With the production Ford GT having been designed with racing in mind, it's offered an ideal platform for the new factory racer, complete with the same 3.5-liter EcoBoost V6 that's been proven in TUDOR United SportsCar Championship Prototype competition.

"We've taken the road car, which is a fantastic road car to build a race car from and have taken the draft 2016 regulations and produced a racing car," Howard-Chappell said.

"This is the first development car. It will evolve from here towards being homologated and approved. Although we have a great deal of really experienced people in the program, we don't have a current GTE car, so it's important to start early and get experience with the car."

Howard-Chappell confirmed the car has already been out testing at multiple venues, with Scott Pruett having been among the drivers providing initial feedback in the early development phase.

The Ford GT is the first 2016-spec GTE car to break cover, and with the regulations not yet 100 percent finalized, Howard-Chappell said further revisions are possible in the coming months.

"We've built our test and development car," he said. "That's what you saw [at the launch]. We're having to work with what is a set of draft regs, as the other manufacturers are.

"We're probably a bit more public than everybody else, but everybody's in the same boat. It's pretty close to getting fixed."

On the operations side, Multimatic will also be tasked with assembling Ganassi's European-based crew for its FIA WEC effort.

With a presence in the UK, largely with ex-Lola personnel, Howard-Chappell said Multimatic is well equipped for the program.
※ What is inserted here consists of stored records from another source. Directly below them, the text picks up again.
Issue #1280, opened 2026-07-16
Full-content markdown preference leaks page chrome for whole-page markdown dumps (e.g. turntrout/Quartz)


brendanlong:
## Summary

Our full-content fetch prefers `Accept: text/markdown` and treats any `text/markdown` response as already-clean content, **skipping Readability entirely**. For sites whose markdown endpoint returns a *whole-page dump* (nav, tags, "about", title/byline, table of contents, …) rather than clean article markdown, all of that chrome flows straight through into the stored content.

**Repro:** https://turntrout.com/why-i-left-google-deepmind — the stored full content leads with the site nav ("The Pond", Search), Tags, "About this post", "Links to this page", the title/byline, and the full Table of Contents. Firefox reader mode strips all of it.

## Root cause

- `HTML_ACCEPT_HEADER` (`src/server/http/fetch.ts:238`) is `text/markdown,text/html,…`.
- turntrout honors it — returns `content-type: text/markdown; charset=utf-8` (`vary: accept`), to our UA too.
- `fetchFullContent` (`src/server/services/full-content.ts:139-153`) treats markdown as clean and **skips Readability**, doing only `processMarkdown` → HTML.
- turntrout's markdown is the entire page rendered to markdown. The article body (`In January, Department of Homeland Security…`) doesn't start until ~line 80; everything before it is chrome.

The wrong assumption is **"supports `text/markdown`" ⇒ "returns a clean article."** True for LLM-oriented endpoints, false for Quartz sites (which render the whole page to markdown). The markdown preference was added deliberately in a9a1beff for the clean-markdown case.

## Why the easy fix doesn't work

Running Readability on the markdown→HTML **does not** strip the chrome (verified): converting to markdown flattens everything into top-level `<p>`/`<blockquote>`/`<h2>` blocks and destroys the `<nav>`/`<aside>`/sidebar structure Readability relies on to distinguish chrome from content. Once on the markdown branch, a clean article can't be recovered.

For comparison, the plain **HTML + Readability** path on the same URL is *cleaner* — it strips the nav/tags/about/title and leaks only a small mobile Table-of-Contents callout (a separate, minor issue: that callout is hidden on desktop purely via a CSS class `.mobile-only { display:none }`, and Readability's visibility filter only checks inline `style`/`hidden`/`aria-hidden`, not stylesheets, so our linkedom-parsed DOM — which applies no CSS — keeps it).

## Options

[...]

PR #1385, opened 2026-07-19
Markdown: GFM footnotes + MathML math rendering

brendanlong:
## Summary

Extends our Markdown rendering (the shared `processMarkdown`, used by uploads, saved articles, and the markdown-only full-content fallback) with two features that core `marked` doesn't support. Follows up on the #1280 work now that we prefer HTML but still handle markdown uploads / markdown-only endpoints.

### 1. GFM footnotes (`marked-footnote`)

Core marked leaves `[^1]` references and `[^1]:` definitions as literal text, with definitions dumped inline where written. Now references render as superscript anchors and definitions collect into a `<section class="footnotes">` block. Registered on a dedicated `Marked` instance so it doesn't leak into the other `marked` importers (summarization, GitHub plugin). Verified end-to-end through the read-path sanitizer: `<sup>` markers, `id` anchors, and `#fragment` back-links all survive (`id`/`data-*` allow-listed, same-document fragments preserved).

### 2. Math rendering (`marked-katex-extension`, MathML output)

Renders `$…$` / `$$…$$` TeX to presentation **MathML** — native browser rendering, no client JS/CSS — matching how the sanitizer already handles feed math (MathJax→MathML).

**Sanitizer change (security-critical):** KaTeX wraps output in `<semantics>` alongside an `<annotation encoding="application/x-tex">` holding the raw TeX. The sanitizer already unwraps `<semantics>` (presentation MathML renders) but was *unwrapping* the annotation too, spilling raw TeX as visible text next to every equation. Fix: add `annotation`/`annotation-xml` to the **drop-with-content** set. This is a safe-direction change (drops more) that also:
- **fixes a latent bug**: untrusted feed MathML carrying an `<annotation>` already leaked visible TeX in the reader, and
- **hardens the `<annotation-xml>` mXSS vector**: it now drops the subtree instead of unwrapping (keeping children).

Neither annotation is used for visual rendering or screen-reader a11y (those use the presentation MathML we keep) — dropping them only forgoes copy-as-LaTeX. If we ever want that back, allow-listing `<annotation>` (text-only, still blocking `annotation-xml`) is a separate, security-reviewed change.

**Perf:** ~18 µs/equation at markdown-process time (once per fetch/upload, **not** per read); per-read sanitize is unchanged.

## Tests

- Rust sanitizer: `<semantics>` unwrap + `<annotation>` drop; `<annotation-xml>` payload dropped with subtree.
- TS pipeline (`sanitize-entry-html`): presentation MathML kept, TeX annotation gone (no source leak); strengthened annotation-xml test to assert payload removal.
- `processMarkdown`: footnote rendering/numbering, inline+display math → MathML, malformed TeX doesn't throw.
- Full suite: 2543 unit + 57 Rust pass; typecheck + lint clean. `src/server/html/CLAUDE.md` updated.


brendanlong:
### Rendered output (uploaded Markdown article, viewed in the app)

A saved article run through the real `processMarkdown` pipeline and rendered via the read-path sanitizer. Shows inline math (`μ ± 2σ`, the tail integral, scaling-law exponents), a display equation with under-braces (bias²/variance), superscript footnote references, and the footnotes section with back-links — including **math inside footnotes** (`α ≈ 0.076`, `∫ e^{-x²} dx = √π`). No raw TeX source leaks anywhere.

Markdown footnotes + MathML rendering

_The screenshot lives on a throwaway `pr-1385-screenshots` branch (not in this PR's diff or master)._

— Claude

"I think on the surface you'd say that would be complicated," he said. "But Multimatic is a multi-national company.

"Chip has a great race team and he knows how to operate with partners. I think so far it's been fairly seamless."
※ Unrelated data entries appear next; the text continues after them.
Issue #1401, opened 2026-07-19
Investigate smarter heuristics for saved-article excerpts (what does Google do?)


brendanlong:
## Motivation

We currently derive a saved-article excerpt by preferring the extracted description/excerpt (usually `og:description` / `<meta name="description">`) when it's substantial, falling back to the article body text (`summarizeCleanedContent` in `src/server/html/strip-html.ts`).

The description preference is usually the better choice, but it fails when a site uses a **single site-wide description** for every page. Example: https://www.brethorsting.com/blog/2026/05/domain-expertise-has-always-been-the-real-moat/ shows "Personal website for Aaron Brethorst - Seattleite, technology leader, photographer,…" as the excerpt — the author's site-wide bio, not the article.

We're treating this as a **site problem** for now (a bad/site-wide meta description), but it's worth investigating heuristics to detect and avoid it.

## Things to investigate

- **What do others do?** Google's search snippets famously *don't* just use `<meta name="description">` — they synthesize a snippet from page content relevant to the query (or fall back to the meta description only when it's a good page-level summary). Readability-style tools, Wallabag, Miniflux, and browser reading modes each have their own excerpt strategies worth comparing.
- **Detect a site-wide/boilerplate description**: e.g. the description is identical across multiple entries from the same feed/host, or it matches the site name / feed description, or it doesn't overlap at all with the article body → prefer body text.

For Howard-Chappell, who led Prodrive's race-winning Ferrari and Aston Martin GT programs, the opportunity to return to the production-based ranks with a factory effort was too good of an opportunity to pass up.

"I've had a couple of years out," he said. "Obviously I've known for some time this was coming but it was not the easiest to be standing on the sidelines.

"It's not easy this year either. So I'm looking forward to coming back and being in the thick of it. I've run teams that have won [Le Mans] with Ferrari and Aston Martin. It's great to go racing against those guys. We also have a longstanding rivalry with Corvette. I'm really looking forward to it."

Multimatic has a 'design cell' which operates in Cambridgeshire, England, where former Lola chief designer Julian Sole head a team working on various Multimatic automotive and motorsport projects.

Sole is expected to take a leading role in the engineering input of the WEC team. This team has a well-known aerodynamic specialist Mark Handford.

Handford has previous sportscar experience having worked with Kazumichi Goh on a stillborn LMP project.

Handford is best known for alliances with Haas, Jaguar and Benetton F1 teams and the infamous CART 'Handford Device', which was a mandated plank which generated a wake to decrease outright speeds.

Handford first started working with Multimatic back in 2003 and continues to be an integral part of its design team. The new for 2016 GTE rules allow for more aero freedom around the front and rear of the cars.

While having achieved victories in the Daytona 500, Indianapolis 500, Rolex 24 at Daytona and Twelve Hours of Sebring, Chip Ganassi Racing will attempt to add another iconic race to that list in 2016, by leading Ford's return to the 24 Hours of Le Mans.

Ganassi was confirmed as the team that will campaign Ford's factory GT program in both the TUDOR United SportsCar Championship and FIA World Endurance Championship, including the team's debut in the French endurance classic.

"Everyone said to me, 'You need to go to Le Mans. You need to go do that one too.' I said, 'Yeah, great but you've got to wait for the right [opportunity]," Ganassi said during the program's formal announcement at Le Mans.

"Talking about landing on your feet under the right program. I'm really excited to be with these guys."

The dual championship program will see Ganassi expand operations to Europe, with a U.K. base for its two-car FIA WEC GTE-Pro effort that will be supported by development partner Multimatic.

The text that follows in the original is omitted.